# WHAT YOU HAVE TO DO
Each line of the material below needs to be returned exactly as written.
DATA section start
PR #52, opened 2021-09-22
fix(opslevel): Always scan images to ensure opslevel report is sent on releases

nissim-natanov-outreach:
**What this PR does / why we need it**: we need OpsLevel report on released images, yet we only scanned and produced them for PRs.

**JIRA ID**: [DTSS-509]

**Notes for your reviewer**:

[DTSS-509]: https://outreach-io.atlassian.net/browse/DTSS-509

### DIFF
--- a/shell/docker-builder.sh
+++ b/shell/docker-builder.sh
@@ -27,15 +27,13 @@ source "${LIB_DIR}/ssh-auth.sh"
 secrets=("--secret" "id=npmtoken,env=NPM_TOKEN")
 args=("--ssh" "default" "--progress=plain" "--file" "deployments/${appName}/Dockerfile" "--build-arg" "VERSION=${VERSION}")
 
-# Build a quick native image on PRs and load it into docker cache
-# for security scanning
-if [[ -z $CIRCLE_TAG ]]; then
-  info "Building Docker Image (test)"
-  docker buildx build "${args[@]}" "${secrets[@]}" -t "${appName}" --load .
+# Build a quick native image and load it into docker cache for security scanning
+# Scan reports for release images are also uploaded to OpsLevel (test image reports only available on PR runs as artifacts).
+info "Building Docker Image (for scanning)"
+docker buildx build "${args[@]}" "${secrets[@]}" -t "${appName}" --load .
 
-  info "🔐 Scanning docker image for vulnerabilities"
-  "${TWIST_SCAN_DIR}/twist-scan.sh" "${appName}" || echo "Warning: Failed to scan image"
-fi
+info "🔐 Scanning docker image for vulnerabilities"
+"${TWIST_SCAN_DIR}/twist-scan.sh" "${appName}" || echo "Warning: Failed to scan image"
 
 if [[ -n $CIRCLE_TAG ]]; then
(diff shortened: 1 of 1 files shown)


edyesed (approved):
seems fine to me

shell/docker-builder.sh
```diff
@@ -27,15 +27,13 @@ source "${LIB_DIR}/ssh-auth.sh"
...
-
-  info "🔐 Scanning docker image for vulnerabilities"
-  "${TWIST_SCAN_DIR}/twist-scan.sh" "${appName}" || echo "Warning: Failed to scan image"
-fi
+# Build a quick native image and load it into docker cache for security scanning
+# Scan reports for release images are also uploaded to OpsLevel (test image reports only available on PR runs as artifacts).
+info "Building Docker Image (for scanning)"
+docker buildx build "${args[@]}" "${secrets[@]}" -t "${appName}" --load .
+
+info "🔐 Scanning docker image for vulnerabilities"
```
masterkidan, line 35: The dev images are pushed from this repo https://github.com/getoutreach/devenv-snapshots ... perhaps I am not understanding this clearly, but should this change not happen there?

masterkidan: Oh I see, this is for any image that we build .... What happens with helmcharts ( I dont believe those use the docker build commands) etc? I would imagine this should also apply to those right?

Additionally should this scan only happen on CI? This would mean that everytime someone does a local build/bootstrap we would end up scanning for vulnerabilities right?

shell/docker-builder.sh
```diff
@@ -27,15 +27,13 @@ source "${LIB_DIR}/ssh-auth.sh"
...
-  info "Building Docker Image (test)"
-  docker buildx build "${args[@]}" "${secrets[@]}" -t "${appName}" --load .
-
-  info "🔐 Scanning docker image for vulnerabilities"
-  "${TWIST_SCAN_DIR}/twist-scan.sh" "${appName}" || echo "Warning: Failed to scan image"
-fi
+# Build a quick native image and load it into docker cache for security scanning
+# Scan reports for release images are also uploaded to OpsLevel (test image reports only available on PR runs as artifacts).
+info "Building Docker Image (for scanning)"
+docker buildx build "${args[@]}" "${secrets[@]}" -t "${appName}" --load .
```
jaredallard, line 33: In theory, this should use the build cache for the second command, if this doesn't we will need to re-evaluate this approach. For now, LGTM.

jaredallard (approved):

shell/docker-builder.sh
jaredallard: This is only used for CI, local builds use `make docker-build` in the Dockerfile. Helm charts are different, and we don't build those.

shell/docker-builder.sh
nissim-natanov-outreach: thanks Jared!

shell/docker-builder.sh
nissim-natanov-outreach: yep, this is CI only. The only diff here is that scanning will now happen for both private PRs and for release PRs (OpsLevel will be reported on release image scans only, this has not changed)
DATA section end
# THE ANSWER
PR #52, opened 2021-09-22
fix(opslevel): Always scan images to ensure opslevel report is sent on releases

nissim-natanov-outreach:
**What this PR does / why we need it**: we need OpsLevel report on released images, yet we only scanned and produced them for PRs.

**JIRA ID**: [DTSS-509]

**Notes for your reviewer**:

[DTSS-509]: https://outreach-io.atlassian.net/browse/DTSS-509

### DIFF
--- a/shell/docker-builder.sh
+++ b/shell/docker-builder.sh
@@ -27,15 +27,13 @@ source "${LIB_DIR}/ssh-auth.sh"
 secrets=("--secret" "id=npmtoken,env=NPM_TOKEN")
 args=("--ssh" "default" "--progress=plain" "--file" "deployments/${appName}/Dockerfile" "--build-arg" "VERSION=${VERSION}")
 
-# Build a quick native image on PRs and load it into docker cache
-# for security scanning
-if [[ -z $CIRCLE_TAG ]]; then
-  info "Building Docker Image (test)"
-  docker buildx build "${args[@]}" "${secrets[@]}" -t "${appName}" --load .
+# Build a quick native image and load it into docker cache for security scanning
+# Scan reports for release images are also uploaded to OpsLevel (test image reports only available on PR runs as artifacts).
+info "Building Docker Image (for scanning)"
+docker buildx build "${args[@]}" "${secrets[@]}" -t "${appName}" --load .
 
-  info "🔐 Scanning docker image for vulnerabilities"
-  "${TWIST_SCAN_DIR}/twist-scan.sh" "${appName}" || echo "Warning: Failed to scan image"
-fi
+info "🔐 Scanning docker image for vulnerabilities"
+"${TWIST_SCAN_DIR}/twist-scan.sh" "${appName}" || echo "Warning: Failed to scan image"
 
 if [[ -n $CIRCLE_TAG ]]; then
(diff shortened: 1 of 1 files shown)


edyesed (approved):
seems fine to me

shell/docker-builder.sh
```diff
@@ -27,15 +27,13 @@ source "${LIB_DIR}/ssh-auth.sh"
...
-
-  info "🔐 Scanning docker image for vulnerabilities"
-  "${TWIST_SCAN_DIR}/twist-scan.sh" "${appName}" || echo "Warning: Failed to scan image"
-fi
+# Build a quick native image and load it into docker cache for security scanning
+# Scan reports for release images are also uploaded to OpsLevel (test image reports only available on PR runs as artifacts).
+info "Building Docker Image (for scanning)"
+docker buildx build "${args[@]}" "${secrets[@]}" -t "${appName}" --load .
+
+info "🔐 Scanning docker image for vulnerabilities"
```
masterkidan, line 35: The dev images are pushed from this repo https://github.com/getoutreach/devenv-snapshots ... perhaps I am not understanding this clearly, but should this change not happen there?

masterkidan: Oh I see, this is for any image that we build .... What happens with helmcharts ( I dont believe those use the docker build commands) etc? I would imagine this should also apply to those right?

Additionally should this scan only happen on CI? This would mean that everytime someone does a local build/bootstrap we would end up scanning for vulnerabilities right?

shell/docker-builder.sh
```diff
@@ -27,15 +27,13 @@ source "${LIB_DIR}/ssh-auth.sh"
...
-  info "Building Docker Image (test)"
-  docker buildx build "${args[@]}" "${secrets[@]}" -t "${appName}" --load .
-
-  info "🔐 Scanning docker image for vulnerabilities"
-  "${TWIST_SCAN_DIR}/twist-scan.sh" "${appName}" || echo "Warning: Failed to scan image"
-fi
+# Build a quick native image and load it into docker cache for security scanning
+# Scan reports for release images are also uploaded to OpsLevel (test image reports only available on PR runs as artifacts).
+info "Building Docker Image (for scanning)"
+docker buildx build "${args[@]}" "${secrets[@]}" -t "${appName}" --load .
```
jaredallard, line 33: In theory, this should use the build cache for the second command, if this doesn't we will need to re-evaluate this approach. For now, LGTM.

jaredallard (approved):

shell/docker-builder.sh
jaredallard: This is only used for CI, local builds use `make docker-build` in the Dockerfile. Helm charts are different, and we don't build those.

shell/docker-builder.sh
nissim-natanov-outreach: thanks Jared!

shell/docker-builder.sh
nissim-natanov-outreach: yep, this is CI only. The only diff here is that scanning will now happen for both private PRs and for release PRs (OpsLevel will be reported on release image scans only, this has not changed)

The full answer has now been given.